# Zombies Beware



## ShootnCoastie (Jan 26, 2015)

When you come, I'll be ready for you.


----------



## SlingNerd (Mar 15, 2017)

Looks great! Really miffed I missed out on the green Ax.


----------



## MakoPat (Mar 12, 2018)

I love it!

I am miffed that atomic green no longer means ecto plasm and ghost hunter! But zombies are cool, too... not Ghost Buster cool, but still cool.


----------



## ShootnCoastie (Jan 26, 2015)

SlingNerd said:


> Looks great! Really miffed I missed out on the green Ax.

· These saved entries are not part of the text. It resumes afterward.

PR #88, opened 2019-12-11
Remove unnecessary use of API-based controller configuration

marun:
The configuration previously supplied via API to controllers managed by this operator was entirely dependent on the configuration of their deployments.


marun:
Updated to ensure removal of the now unused configmaps.

marun:
Test failures are legit, marking WIP or now.

sttts:
Sgtm.

pkg/operator/sync.go
```diff
@@ -6,6 +6,8 @@ import (
 	operatorv1 "github.com/openshift/api/operator/v1"
 )
 
+var cleanupDeprecatedDone bool
```
sttts: nit: I know we set workers=1 when creating controllers. But technically this bool needs to be protected.

marun: Done

pkg/operator/sync.go
```diff
@@ -1,11 +1,18 @@
...
 import (
+	"sync"
+
 	"k8s.io/klog"
 
 	operatorv1 "github.com/openshift/api/operator/v1"
 )
 
+var cleanupDeprecated = struct {
+	sync.RWMutex
```
sttts: sync.Mutex

pkg/operator/sync.go
```diff
@@ -14,6 +21,17 @@ func syncControllers(c serviceCAOperator, operatorConfig *operatorv1.ServiceCA)
...
+	cleanupDeprecated.Lock()
+	if !cleanupDeprecated.done {
+		err := cleanupDeprecatedResources(c)
+		if err != nil {
+			cleanupDeprecated.Unlock()
+			return err
+		}
+		cleanupDeprecated.done = true
+	}
+	cleanupDeprecated.Unlock()
```
sttts: alternative, less ugly: get an configmap informer for the operator namespace and use its lister to look for the resource unconditionally.

marun: Less ugly for this PR maybe, but that seems like huge overhead given the cleanup required by the controller unification PR:

https://github.com/openshift/service-ca-operator/pull/89/commits/d41d2c6e31f60d9a628adfaae4b5b79c66381d76#diff-bd2d316d0e70d82715b2108d2a21adb8R235

pkg/operator/sync_common.go
```diff
@@ -262,3 +230,23 @@ func manageDeployment(client appsclientv1.AppsV1Interface, eventRecorder events.
 func serviceServingCertSignerName() string {
 	return fmt.Sprintf("%s@%d", "openshift-service-serving-signer", time.Now().Unix())
 }
+
+// cleanupDeprecatedResources ensures the deletion of resources no longer required by the operator.
+func cleanupDeprecatedResources(c serviceCAOperator) error {
```
sttts: while fine here, this could become a cleanup helper for library-go using the dynamic client. Wdyt?

marun: Do you mean allowing a simple way to declare resources that are to be removed, as follows?

```golang
type DeletionTarget { 
  Object pkgruntime.Object
  Name string
  Namespace string
}

targets := []DeletionTargets{
  {v1.ClusterRole{}, "foo"},
  {myType{}, "bar", "foo"},
}
```

This should be sufficient input to a helper using the dynamic or controller-runtime client.

Or did you want to avoid typing altogether? As much as I'm happy dealing with GVK or GVR, I'm not sure that's nice UX for most.

sttts: we have `Coordinate`s for arbitrary resource I think.

marun: I see `ResourceLocation`, which can be used for name+namespace, is that what you meant? Is there something similar to describe type details? I'm not sure how it could be easier than an obj or gvr, though, given that there is inherent complexity in construing the rest url.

Yeah, I kind of acted quick on it.


----------



## Tag (Jun 11, 2014)

Looks great


----------



## mattwalt (Jan 5, 2017)

Thats cool. Very keen to get my hands on a new Ax


----------



## Ibojoe (Mar 13, 2016)

Thats pretty cool Coastie. Check out sumeike .50. The color would match perfectly!


----------



## devils son in law (Sep 2, 2014)

I dunno....the sling way cool, but what ammo is gonna stop a Zombie? I've heard of them taking fire from a gun and not even flinching. Try running they seem to move really slow!


----------



## MOJAVE MO (Apr 11, 2018)

devils son in law said:


> I dunno....the sling way cool, but what ammo is gonna stop a Zombie? I've heard of them taking fire from a gun and not even flinching. Try running they seem to move really slow!

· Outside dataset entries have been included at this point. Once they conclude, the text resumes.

PR #89, opened 2019-12-12
Deploy all controllers as one process

marun:
Previously the 2 injection controllers and the serving cert controller were deployed separately. Deploying them as a single process simplifies maintenance and the proposed configuration of metrics.


marun:
@sttts @stlaz Ready for review

bindata/v4.0.0/service-serving-cert-signer-controller/ns.yaml
```diff
@@ -1,8 +0,0 @@
-apiVersion: v1
-kind: Namespace
-metadata:
-  name: openshift-service-ca
-  labels:
-    openshift.io/run-level: "1"
-  annotations:
-    openshift.io/node-selector: ""
```
sttts: where is this gone?

bindata/v4.0.0/controller/clusterrole.yaml
```diff
@@ -24,13 +24,22 @@ rules:
...
   - ""
-  resourceNames:
-  - extension-apiserver-authentication
   resources:
   - configmaps
   verbs:
   - get
   - list
   - watch
+  - update
```
sttts: no create?

pkg/operator/starter.go
```diff
@@ -29,11 +29,7 @@ const (
 	operatorVersionEnvName = "OPERATOR_IMAGE_VERSION"
 )
 
-var targetDeploymentNames = sets.NewString(
-	api.SignerControllerDeploymentName,
-	api.APIServiceInjectorDeploymentName,
-	api.ConfigMapInjectorDeploymentName,
-)
+var targetDeploymentNames = sets.NewString(api.ServiceCADeploymentName)
```
sttts: that's a big set.

bindata/v4.0.0/controller/clusterrole.yaml
stlaz: it only injects the cert IIRC, create should not be needed

bindata/v4.0.0/service-serving-cert-signer-controller/ns.yaml
marun: All 3 controllers had the same content for `ns.yaml` and even though I renamed the cert signing path git chose to use the one from the apiserver injector.

pkg/cmd/controller/cmd.go
```diff
@@ -0,0 +1,19 @@
...
+
+	"github.com/openshift/service-ca-operator/pkg/controller"
+	"github.com/openshift/service-ca-operator/pkg/version"
+)
+
+func NewController() *cobra.Command {
+	cmd := controllercmd.
+		NewControllerCommandConfig("service-ca-controller", version.Get(), controller.StartServiceCAControllers).
+		NewCommand()
+	cmd.Use = "controller"
```
stlaz: Nit: `ca-injectors`? `controller` is just too vague

marun: It's not just ca injectors.  It's the cert secret generating controller too. The new normal for this operator is an 'operator' command and the 'controller' command that it manages.

pkg/operator/starter.go
marun: Room for cleanup around status, for sure, but I'd rather tackle that separately. The main intent of this PR is reducing the resource footprint of the operator in advance of the bundle injector refactor to avoid unnecessary churn in resources managed by the operator.

bindata/v4.0.0/controller/clusterrole.yaml
marun: The tests are passing, and configmap injection is well-tested.

pkg/cmd/controller/cmd.go
stlaz: My bad, I've gone through the PR a bit too fast. Name's fine, then.

marun:
Beyond rebase, this PR needs to be updated to support downgrade. Proposed solution is to exit the new unified controller if the old controller deployments are present.

marun:
/hold cancel

@deads2k I've added a [simple polling check](https://github.com/openshift/service-ca-operator/pull/89/files#diff-8248cb6ce5099ca35413cfe7a8b16941R25) for a downgrade, PTAL. I thought it overkill to use a full informer-based controller given how infrequent the checks need to be, and though it preferable for the pod to scale its managing deployment down rather than simply exiting.

pkg/controller/starter.go
```diff
@@ -0,0 +1,81 @@
...
+
+	<-ctx.Done()
+
+	return fmt.Errorf("stopped")
+}
+
+// maybeScaleDown scales down the deployment managing this pod if a downgrade has
+// occurred to a legacy version of the operator that uses a deployment per
+// controller.
+func maybeScaleDown(deployClient appsv1.DeploymentInterface) {
```
stlaz: nit: can you add a note about when all of this is going to be safe to be removed?

marun: Done.

marun: I've added a note at the call point indicating when removal is an option.

stlaz: I meant an exact version - it should be safe for it to be removed in 4.5 since downgrade would still have to pass 4.4, no?

marun: Would it possible to upgrade from 4.2 to 4.5?  Would it be possible then to downgrade from 4.5 to 4.2? 

Also, can you point me to documentation on how upgrades work? I don't think I understand what upgrade strategies are supported for openshift.

marun:
Marking WIP in response to a conversation on slack that suggested moving the downgrade handling to 4.3. I'll be removing the downgrade handling from this PR.

marun:
@stlaz Removed the downgrade handling in favor of updating 4.3 with support for cleaning up the new resources. PTAL

marun:
/hold 

Need to update cleanup of the 4.3 deployment to be periodic rather than one-shot (as per @deads2k).  It should be safe to continue to clean up the non-deployment resources less often, since they won't have an operational impact.

marun:
/hold cancel 

Updated to poll for removal of 4.3 deployment and added comments indicating that removal of 4.3 cleanup can be done in 4.5 (as per @stlaz).

bindata/v4.0.0/controller/role.yaml
```diff
@@ -37,3 +37,5 @@ rules:
   - get
   - list
   - watch
+  # Support scaling the unified deployment to zero on downgrade to multiple independent deployments
+  - update
```
stlaz: This should be `delete` now

marun: Good catch, and prompt to ensure deletion of the other resources (and indicate that this permission can be revoked in 4.5).

marun: Updated, PTAL

marun:
Rebased

pkg/operator/starter.go
```diff
@@ -117,6 +116,28 @@ func RunOperator(ctx context.Context, controllerContext *controllercmd.Controlle
...
+	//
+	// This code can be removed in 4.5 since downgrade to 4.3 will no longer be possible.
+	deployClient := kubeClient.AppsV1().Deployments(operatorclient.TargetNamespace)
+	go wait.Until(func() {
+		// List rather than blindly deleting so that there are max 1 request/minute
+		// instead of 3 (one for each 4.3 deployment).
+		deploys, err := deployClient.List(metav1.ListOptions{})
+		if err != nil {
+			klog.Warningf("Failed to list deployments when searching for 4.3 deployments to remove: %v", err)
+		}
```
sttts: return.  `deploys` could be nil leading to a crash in the next line.

marun: Yikes, good catch. Apparently I'm nothing without tests!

You gotta hit em' under the belt. She or He, Dead or Alive, that hurts like shite!

Sent from my SM-G965U using Tapatalk


----------



## ShootnCoastie (Jan 26, 2015)

Ibojoe said:


> Thats pretty cool Coastie. Check out sumeike .50. The color would match perfectly!


I have some .60mm Dark Green Precise I was going to band it up with, but just decided to throw in the SS black. I will probably put in an order for some Sumeike bands later this month, most likely will toss in the .50 Green and see how it compares to my .50 Orange Precise which I have been using a lot of.


----------



## Ibojoe (Mar 13, 2016)

Ive got both Costie, the sumeike will out last the precise at least four to one. Im sending some to Kawkan for some speed test comparisons. You wont be disapointed.


----------



## BushpotChef (Oct 7, 2017)

Thats wicked looking 

Sent using two thumbs and Tapatalk.


----------



## ForkLess (Aug 15, 2018)

Won't lose that one! Does it glow???


----------



## ShootnCoastie (Jan 26, 2015)

ForkLess said:


> Won't lose that one! Does it glow???


No. But it would be cool if it did.


----------